[Records shown]

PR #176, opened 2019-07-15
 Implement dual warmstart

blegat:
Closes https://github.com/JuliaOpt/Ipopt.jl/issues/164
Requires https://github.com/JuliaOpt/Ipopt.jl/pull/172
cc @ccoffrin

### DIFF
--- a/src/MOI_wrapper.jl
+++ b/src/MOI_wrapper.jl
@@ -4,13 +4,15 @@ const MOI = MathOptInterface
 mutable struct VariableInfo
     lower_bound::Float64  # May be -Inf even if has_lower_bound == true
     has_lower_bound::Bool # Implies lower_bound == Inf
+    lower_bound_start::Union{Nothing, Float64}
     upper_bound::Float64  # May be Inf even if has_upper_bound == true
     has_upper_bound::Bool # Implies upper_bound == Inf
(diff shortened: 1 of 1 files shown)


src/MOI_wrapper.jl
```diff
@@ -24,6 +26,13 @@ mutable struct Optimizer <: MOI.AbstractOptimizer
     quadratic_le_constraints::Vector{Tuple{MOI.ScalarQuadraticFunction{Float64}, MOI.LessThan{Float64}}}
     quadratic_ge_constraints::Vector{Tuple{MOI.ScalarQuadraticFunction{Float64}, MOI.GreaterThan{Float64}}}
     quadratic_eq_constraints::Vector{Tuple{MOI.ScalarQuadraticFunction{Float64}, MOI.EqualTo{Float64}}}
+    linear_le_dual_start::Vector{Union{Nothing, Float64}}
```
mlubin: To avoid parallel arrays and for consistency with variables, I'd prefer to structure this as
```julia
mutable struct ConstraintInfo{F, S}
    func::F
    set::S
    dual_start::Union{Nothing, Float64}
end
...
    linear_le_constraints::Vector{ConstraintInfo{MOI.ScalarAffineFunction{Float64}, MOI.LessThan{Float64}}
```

...

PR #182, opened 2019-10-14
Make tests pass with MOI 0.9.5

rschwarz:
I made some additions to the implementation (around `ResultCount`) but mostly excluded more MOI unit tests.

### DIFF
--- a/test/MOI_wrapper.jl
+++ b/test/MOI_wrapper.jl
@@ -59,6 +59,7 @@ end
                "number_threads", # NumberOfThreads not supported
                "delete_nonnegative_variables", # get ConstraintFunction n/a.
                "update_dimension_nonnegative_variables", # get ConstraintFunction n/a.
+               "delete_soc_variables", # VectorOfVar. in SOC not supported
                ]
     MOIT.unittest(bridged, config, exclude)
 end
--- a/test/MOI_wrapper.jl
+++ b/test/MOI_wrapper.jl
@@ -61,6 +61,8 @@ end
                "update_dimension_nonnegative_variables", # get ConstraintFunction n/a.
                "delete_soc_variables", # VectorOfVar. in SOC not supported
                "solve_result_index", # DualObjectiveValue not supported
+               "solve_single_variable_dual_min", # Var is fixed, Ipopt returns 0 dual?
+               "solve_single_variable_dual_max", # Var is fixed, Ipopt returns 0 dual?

--

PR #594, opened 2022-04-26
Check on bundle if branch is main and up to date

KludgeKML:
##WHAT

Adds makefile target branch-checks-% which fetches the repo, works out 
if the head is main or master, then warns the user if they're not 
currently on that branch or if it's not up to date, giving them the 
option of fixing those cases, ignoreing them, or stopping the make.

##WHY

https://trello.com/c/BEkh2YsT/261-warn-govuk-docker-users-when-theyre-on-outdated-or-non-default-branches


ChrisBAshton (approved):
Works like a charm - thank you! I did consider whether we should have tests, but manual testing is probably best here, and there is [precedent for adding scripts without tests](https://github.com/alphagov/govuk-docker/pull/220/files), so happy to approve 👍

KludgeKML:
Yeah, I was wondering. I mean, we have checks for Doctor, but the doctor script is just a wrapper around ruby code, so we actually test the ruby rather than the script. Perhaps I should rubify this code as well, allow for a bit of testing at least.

[Aim of the task] The lines of the records that contain the string "files" should be located and copied.

[Written solution]
(diff shortened: 1 of 1 files shown)
Works like a charm - thank you! I did consider whether we should have tests, but manual testing is probably best here, and there is [precedent for adding scripts without tests](https://github.com/alphagov/govuk-docker/pull/220/files), so happy to approve 👍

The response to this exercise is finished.